Неужели отныне так будет всегда? Неужели теперь каждый день он будет лишен размеренной работы, нормальной еды в положенные часы и крепкого здорового сна с двадцати двух до семи? Неужели с этого дня начат отсчет новой эры в его жизни — эры сплошной нервотрепки, бездумного выполнения неизвестно чьей воли в любой момент, по первому зову? И во что может превратиться тогда жизнь человека, в общем-то аккуратного и неукоснительно соблюдающего установленный им самим распорядок?!

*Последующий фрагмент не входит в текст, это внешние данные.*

PR #405, opened 2016-05-13
cudaDeviceReset is not really deprecated

nicolasvasilache:
grep -Ri -3 deviceReset /usr/local/cuda-7.5/include | grep -3 deprec

… Its functionality is identical to the  non-deprecated function
::cudaDeviceReset(), which should be used instead

Reg. extern __host__ cudaError_t CUDARTAPI cudaThreadExit(void);


soumith:
cutorch.deviceReset was depreceated, not cuda's deviceReset. It was done because people were shooting themselves in the foot left and right. After the deviceReset is called, all existing cuda tensors are invalid, but cutorch keeps them alive as standard practice.

nicolasvasilache:
The lack of deviceReset can prevent nvprof from getting the proper information which is quite annoying. Shouldn't people that use cuda functions incorrectly fix their code? 
Would it be better to create a new cutorch function, say cutorch.deviceResetAtExit to make it more explicit and still keep backward compatibility?
I don't think limiting the ability to use nvprof is very satisfying..

wickedfoo:
@nicolasvasilache This deprecation was deliberate, since it is basically a nuclear option. It invalidates every device allocation, stream/event, etc, which are still referenced by live Torch objects, which we can't go and invalidate because we don't know what they are. Upon the next use, cudaErrors will be sent or worse a segfault will occur. I can't think of any use case for which it outside of a standalone C/C++ program where you know the universe of objects being used.

Is the issue not flushing perf info to nvprof? In order to fix that, add a `cudaDeviceSynchronize()` call before program exit.

wickedfoo:
(i.e., I don't know why this function was added to cutorch in the first place. I think it may have been from its earliest inception, where it looked like the CUDA API was just being copied into Lua)

nicolasvasilache:
Nope, cudaDeviceSynchronize() does not do it and nvprof is pretty explicit.

==2894542== Warning: Some profiling data are not recorded. Make sure cudaDeviceReset() is called before application exit to flush profile data.

I still think there is value in using this. I understand that people have used it improperly and it should be more explicit that it is invalidating everything.

Another way if you really don't want this in the cutorch API would be to register cudaDeviceReset with atexit.

nicolasvasilache:
will solve with the power of ffi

Иван Дмитриевич аж застонал, представив себе кошмарную перспективу, которая маячила на горизонте. Поморщившись от ломоты в пояснице, поднялся, залез в дальний угол кухонного шкафчика и извлек оттуда початую бог весть когда бутылку. Раньше такое ему и в голову не приходило — пить, да еще в одиночку, как какой-нибудь подзаборный алкаш!.. Он всегда вел трезвый образ жизни и, бывало, даже в компаниях, куда его заносило по служебной неизбежности, шарахался от поднесенной рюмки как черт от ладана.
Но сейчас что-то надо было сделать, чтобы хоть немного ослабла взведенная внутри его невидимая пружина.
Он плеснул янтарной жидкости в ту же чашку, из которой пил чай (рюмок у него в хозяйстве не было даже тогда, когда еще была жива жена: гости к ним все равно не приходили). Поднес к губам, поморщился, уловив резкий алкогольный аромат, но стоически опрокинул в себя коньяк одним махом.
И лишь после этого его обожгла запоздалая мысль: а если сейчас опять будет Зов? На машине-то уже нельзя будет ехать, раз выпил, и придется тогда тащиться своим ходом куда-нибудь на другой конец города…
Это окончательно доконало Ивана Дмитриевича, и он обхватил свою больную голову обеими руками, опершись локтями на край стола.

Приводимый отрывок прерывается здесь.